Bike lanes are en route for North Dartmouth.

Council’s Transportation Standing Committee voted on Thursday in favour of a plan to connect Highfield Park Drive to Victoria Road to Wyse Road with 2.2 kilometres of new cycling infrastructure.

“At the corner of Victoria and Highfield, there’s a library, a community centre, a transit terminal, a junior high school,” active transportation planner Chloe Kennedy told the committee. “And the roadway network isn’t necessarily a comfortable environment, per se, for pedestrians and cyclists.”

Kennedy presented the plan, designed to fix those issues, to the committee. She detailed three options presented to the community.

The first option was a cycling route down Highfield Park Drive to Victoria Road, along Victoria Road, and then down Albro Lake Drive.

The second ran from Leaman Drive to Primrose Street to Farrell Street, through Farrell Street Park to Wyse Road.

And the third option used True North Crescent, Crystal Drive, Pinecrest Drive, Brule Street, the existing Victoria Road pedestrian overpass, and then ran through Farrell Street Park to Wyse Road.

Staff ultimately landed on a hybrid option.

A map shows a cycling route with labels for Highfield Park Drive, Victoria Road, Farrell Street and Farrell Street Park.
The route from Highfield Park Drive down to Wyse Road on the bottom right. Credit: Halifax Regional Municipality

At an estimated cost of $2.31 million, a protected bi-directional bike lane will run the full stretch of Highfield Park Drive to Victoria Road, and then turn onto Farrell Street, down through the park to Wyse Road.

The route adds a sidewalk to Victoria Road between Highfield Park Drive and the pedestrian overpass.

And it adds traffic lights to the intersection of Victoria Road and Farrell Street. Kennedy said families and children regularly cross the road mid-block.

“We did a pop-up event on Farrell Street and one of the children, a little girl, said her and her brother run across this intersection almost daily,” Kennedy said.

“There’s certainly a lot of improvements that could be made.”

An overhead map is annotated with yellow and green lines.
A map showing the cycling route, in yellow from Victoria Road turning onto Farrell Street. Credit: Halifax Regional Municipality

On Farrell Street, Kennedy said residents are concerned about a bidirectional bike lane on their street.

“When we had our pop-up event on Farrell, we did have some opposition to the bikeway and some concerns for the functionality of the street,” Kennedy said.

“So we will be going back to the community during preliminary design, to kind of have a bit more of a discussion, look at design options and either confirm this type or select another all ages and abilities facility type, which could be a local street bikeway or a multi-use pathway.”

A cross section of a street design shows a sidewalk on either side, two lanes of vehicle traffic, and a bi-directional protected bike lane on the right side.
The proposal for Farrell Street. Credit: Halifax Regional Municipality

The bikeway through the park to Wyse Road would be paved, and run next to the walking path.

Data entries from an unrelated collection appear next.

PR #129, opened 2022-10-24
updated assets-updater.yml action

TrianguloY:
- each possible file is now a separate job (different branch and PR): I think it makes more sense this way, and simplifies a lot all the logic
- Uses the branch as base if exists: ideally we should not touch this branch, but if we do the action will use it. This also means that if a PR is made but the branch is not deleted it will use it as base. This is not bad though, and we can rebase it if necessary.
- updates only the necessary: it doesn't create+delete a branch if there are no changes for example
- no temporal directory: the file is directly downloaded in the final destination, comparisons are made with the hash (but git could be used if in the future we have files without hash)
- inline script: I understand the need to have the script in a separate file, but I also like to have related info together. I'm still not sure what is better

@PabloOQ since you made most of the previous versions I request your review in case you find a problem or something that could be improved, if you have time and want to check. I made some tests on my private repo so unfortunately I can't show them, but you can copy it to yours and made some there if you want.


PabloOQ:
I did not find any bugs and everything is straight forward. Looks good to me. I took the liberty of adding a label ( `action` ) to the automatic PR, also I already went back to previous PRs (#118, #119) and labeled those manually.

PabloOQ (approved):

PabloOQ:
Weird, I only merged the branch, don't know why it deletes it too. Anyways is still up in case you want to check something.

TrianguloY:
> I did not find any bugs and everything is straight forward. Looks good to me. I took the liberty of adding a label ( `action` ) to the automatic PR, also I already went back to previous PRs (#118, #119) and labeled those manually.

Nice addition! Thanks for reviewing it.

> Weird, I only merged the branch, don't know why it deletes it too. Anyways is still up in case you want to check something.

I enabled it, it deletes the branch automatically but as you saw it can be restored if needed. I deleted it again (no need to have outdated branches)

PR #132, opened 2022-10-26
New badge

Ilithy:
I take the liberty of proposing new (minimal) changes:

* Added some small badges (I'm fighting my addiction to badges, but it's hard)
* Slight modification on the header image (to make it a little smaller in height)

I leave you judge, and executioner ;-)


TrianguloY:
I'm sorry, but I'm going to decline this PR :(

Here are the reasons:

- GitHub last commit: this information can be seen directly on the main page at the top (just above the code files). As I have explained in the past I prefer to avoid adding duplicate information, specially with badges where having too many is very chaotic, or at least I find it confusing (I've seen repositories with three lines of badges. They look colorful but that's it). Probably you saw the new badge I added yesterday, the commits/month. This information is not available on the main page, and the users can see if the repo has activity or not, that's why I added it.
- workflows status: This can also be seen on the main page (in the same place, although it's just a common green tick/red cross that you must click) but I personally don't like it for the following reason: It can confuse users into thinking that the store app is 'wrong' (at least that's what I though in the past with other apps). Whether the workflows passed or not on the last commit is useful for us developers, but not for end users. I prefer to keep the Readme as something for everyone, where possible.

Having said this, I still like all the little badges with the info. I'm thinking of placing all these, and more, either on a separate page or in a collapsible element. I'm open to ideas, and of course my decisions are debatable.



- The featured image is unfortunately impossible to change. Play Store requires that image to be exactly 1024x500. [I should add this (and other image related checks) to the triple-t check action.]

But, it is possible to have a separate image for the GitHub readme, and I think I prefer it (it is too big, I agree). It should be a copy (we'll have a bit of a duplicate there, but I think it's worth it) and, to avoid even more files on the root, we can place it in a /repository/ folder. Feel free to create a PR with this change.

Ilithy:
>I'm sorry, but I'm going to decline this PR :(

No problem, I understand, thanks for the clear explanations, these are good points.

>The featured image is unfortunately impossible to change. Play Store requires that image to be exactly 1024x500. [I should add this (and other image related checks) to the triple-t check action.]

Clear, I understand. For the addition of the images to the Triple-t verification, it is an excellent idea 👍

>But, it is possible to have a separate image for the GitHub readme, and I think I prefer it (it is too big, I agree). It should be a copy (we'll have a bit of a duplicate there, but I think it's worth it) and, to avoid even more files on the root, we can place it in a /repository/ folder. Feel free to create a PR with this change.

I can store it on my repo (Ilithy/Ilithy) so as not to weigh down this repo unnecessarily, as you wish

Coun. Tony Mancini said the community is excited for the project.

“In this particular area, we haven’t seen these type of conversations about active transportation and moving people around,” Mancini said.

Mancini asked about the timing of the project. Active transportation manager David MacIsaac told him staff are planning the project for 2024.

“There’s still some work to do to make sure that that’s feasible and in the budget and that kind of thing, but Highfield Park Drive is up for some rehabilitation work, Farrell Street is up for some rehabilitation work,” MacIsaac said.

The committee voted unanimously in favour of the motion to recommend council approve the plan.